* _Directions for this task_:
Sift the listing for lines that hold the string "KotlinCompile" and pull them out.

==================================================

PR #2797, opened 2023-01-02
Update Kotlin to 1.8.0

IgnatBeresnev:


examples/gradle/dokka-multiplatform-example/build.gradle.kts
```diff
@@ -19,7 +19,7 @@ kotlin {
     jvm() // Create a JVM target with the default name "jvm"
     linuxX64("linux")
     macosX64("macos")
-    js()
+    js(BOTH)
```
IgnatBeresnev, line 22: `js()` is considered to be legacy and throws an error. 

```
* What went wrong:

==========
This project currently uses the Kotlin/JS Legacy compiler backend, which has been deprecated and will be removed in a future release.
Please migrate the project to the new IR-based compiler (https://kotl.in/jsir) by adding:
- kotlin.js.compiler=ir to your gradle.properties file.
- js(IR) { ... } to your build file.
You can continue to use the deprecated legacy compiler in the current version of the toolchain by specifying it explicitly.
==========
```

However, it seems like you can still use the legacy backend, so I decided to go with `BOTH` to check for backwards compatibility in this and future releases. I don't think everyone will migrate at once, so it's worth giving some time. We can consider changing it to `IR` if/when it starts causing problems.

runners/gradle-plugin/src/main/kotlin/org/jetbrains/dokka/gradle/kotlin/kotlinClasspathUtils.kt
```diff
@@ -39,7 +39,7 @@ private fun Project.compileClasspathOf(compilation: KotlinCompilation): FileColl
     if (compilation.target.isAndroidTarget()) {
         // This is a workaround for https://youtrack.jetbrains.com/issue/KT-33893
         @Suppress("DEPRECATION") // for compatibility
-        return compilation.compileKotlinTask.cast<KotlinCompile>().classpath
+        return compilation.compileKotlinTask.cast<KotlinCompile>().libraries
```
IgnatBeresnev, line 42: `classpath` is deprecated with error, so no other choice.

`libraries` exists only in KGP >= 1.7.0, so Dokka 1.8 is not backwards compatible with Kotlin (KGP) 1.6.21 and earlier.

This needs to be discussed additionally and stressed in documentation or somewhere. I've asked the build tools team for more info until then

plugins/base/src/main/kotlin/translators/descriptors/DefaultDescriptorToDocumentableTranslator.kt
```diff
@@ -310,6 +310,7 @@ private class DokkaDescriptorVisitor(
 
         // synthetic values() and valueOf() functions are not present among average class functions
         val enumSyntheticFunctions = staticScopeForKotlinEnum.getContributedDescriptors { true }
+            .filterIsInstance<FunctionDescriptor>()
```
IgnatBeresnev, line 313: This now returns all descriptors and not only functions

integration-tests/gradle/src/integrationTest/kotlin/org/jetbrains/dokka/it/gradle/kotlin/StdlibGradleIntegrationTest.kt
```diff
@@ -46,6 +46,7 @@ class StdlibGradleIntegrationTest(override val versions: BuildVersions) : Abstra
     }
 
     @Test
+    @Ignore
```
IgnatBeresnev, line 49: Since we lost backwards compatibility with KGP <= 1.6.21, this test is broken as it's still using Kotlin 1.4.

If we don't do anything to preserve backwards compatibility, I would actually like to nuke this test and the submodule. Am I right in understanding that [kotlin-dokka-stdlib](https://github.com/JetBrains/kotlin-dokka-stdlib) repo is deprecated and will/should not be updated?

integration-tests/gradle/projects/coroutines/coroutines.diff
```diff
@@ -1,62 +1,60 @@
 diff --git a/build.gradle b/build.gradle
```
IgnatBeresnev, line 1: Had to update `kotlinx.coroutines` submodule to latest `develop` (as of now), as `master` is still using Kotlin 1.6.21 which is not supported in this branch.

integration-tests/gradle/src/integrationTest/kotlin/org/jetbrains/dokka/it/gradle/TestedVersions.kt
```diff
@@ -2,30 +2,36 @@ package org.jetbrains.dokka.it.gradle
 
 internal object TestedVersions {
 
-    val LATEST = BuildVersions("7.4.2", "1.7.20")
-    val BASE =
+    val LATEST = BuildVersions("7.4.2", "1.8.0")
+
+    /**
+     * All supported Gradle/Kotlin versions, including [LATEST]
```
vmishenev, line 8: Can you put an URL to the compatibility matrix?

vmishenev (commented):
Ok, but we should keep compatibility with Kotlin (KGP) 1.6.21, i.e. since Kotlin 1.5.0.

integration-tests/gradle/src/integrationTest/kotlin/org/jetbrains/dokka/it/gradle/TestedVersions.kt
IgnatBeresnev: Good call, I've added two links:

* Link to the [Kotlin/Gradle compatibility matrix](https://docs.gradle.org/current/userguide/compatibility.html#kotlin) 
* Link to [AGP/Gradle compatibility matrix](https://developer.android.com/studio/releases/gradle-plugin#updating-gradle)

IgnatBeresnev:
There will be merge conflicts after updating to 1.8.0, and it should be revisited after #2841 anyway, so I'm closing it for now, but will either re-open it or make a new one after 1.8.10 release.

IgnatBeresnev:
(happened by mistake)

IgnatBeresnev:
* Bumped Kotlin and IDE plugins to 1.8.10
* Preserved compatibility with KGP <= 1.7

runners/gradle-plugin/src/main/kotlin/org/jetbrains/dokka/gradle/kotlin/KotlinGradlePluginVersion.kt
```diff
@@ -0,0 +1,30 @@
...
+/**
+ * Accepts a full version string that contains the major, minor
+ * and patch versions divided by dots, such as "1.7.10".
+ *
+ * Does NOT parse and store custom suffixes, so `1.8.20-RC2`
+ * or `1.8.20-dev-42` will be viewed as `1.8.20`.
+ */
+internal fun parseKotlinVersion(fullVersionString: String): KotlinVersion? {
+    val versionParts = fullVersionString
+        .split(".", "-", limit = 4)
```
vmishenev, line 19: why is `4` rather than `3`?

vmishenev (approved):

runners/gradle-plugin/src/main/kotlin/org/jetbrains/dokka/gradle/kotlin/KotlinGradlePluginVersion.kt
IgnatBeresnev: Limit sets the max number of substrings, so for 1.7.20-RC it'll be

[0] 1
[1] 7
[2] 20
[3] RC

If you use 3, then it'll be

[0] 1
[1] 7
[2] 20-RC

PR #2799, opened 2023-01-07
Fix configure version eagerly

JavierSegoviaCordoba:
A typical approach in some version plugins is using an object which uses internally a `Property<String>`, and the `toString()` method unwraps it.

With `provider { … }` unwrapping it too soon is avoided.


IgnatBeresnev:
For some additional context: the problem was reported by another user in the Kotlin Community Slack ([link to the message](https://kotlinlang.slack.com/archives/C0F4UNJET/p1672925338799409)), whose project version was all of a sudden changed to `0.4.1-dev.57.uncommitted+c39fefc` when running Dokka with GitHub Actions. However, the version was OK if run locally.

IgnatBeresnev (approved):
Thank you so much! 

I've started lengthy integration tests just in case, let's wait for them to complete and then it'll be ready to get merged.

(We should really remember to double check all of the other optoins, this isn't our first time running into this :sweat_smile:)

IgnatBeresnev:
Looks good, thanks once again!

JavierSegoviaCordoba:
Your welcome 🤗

==================================================

* _Task result_:
-        return compilation.compileKotlinTask.cast<KotlinCompile>().classpath
+        return compilation.compileKotlinTask.cast<KotlinCompile>().libraries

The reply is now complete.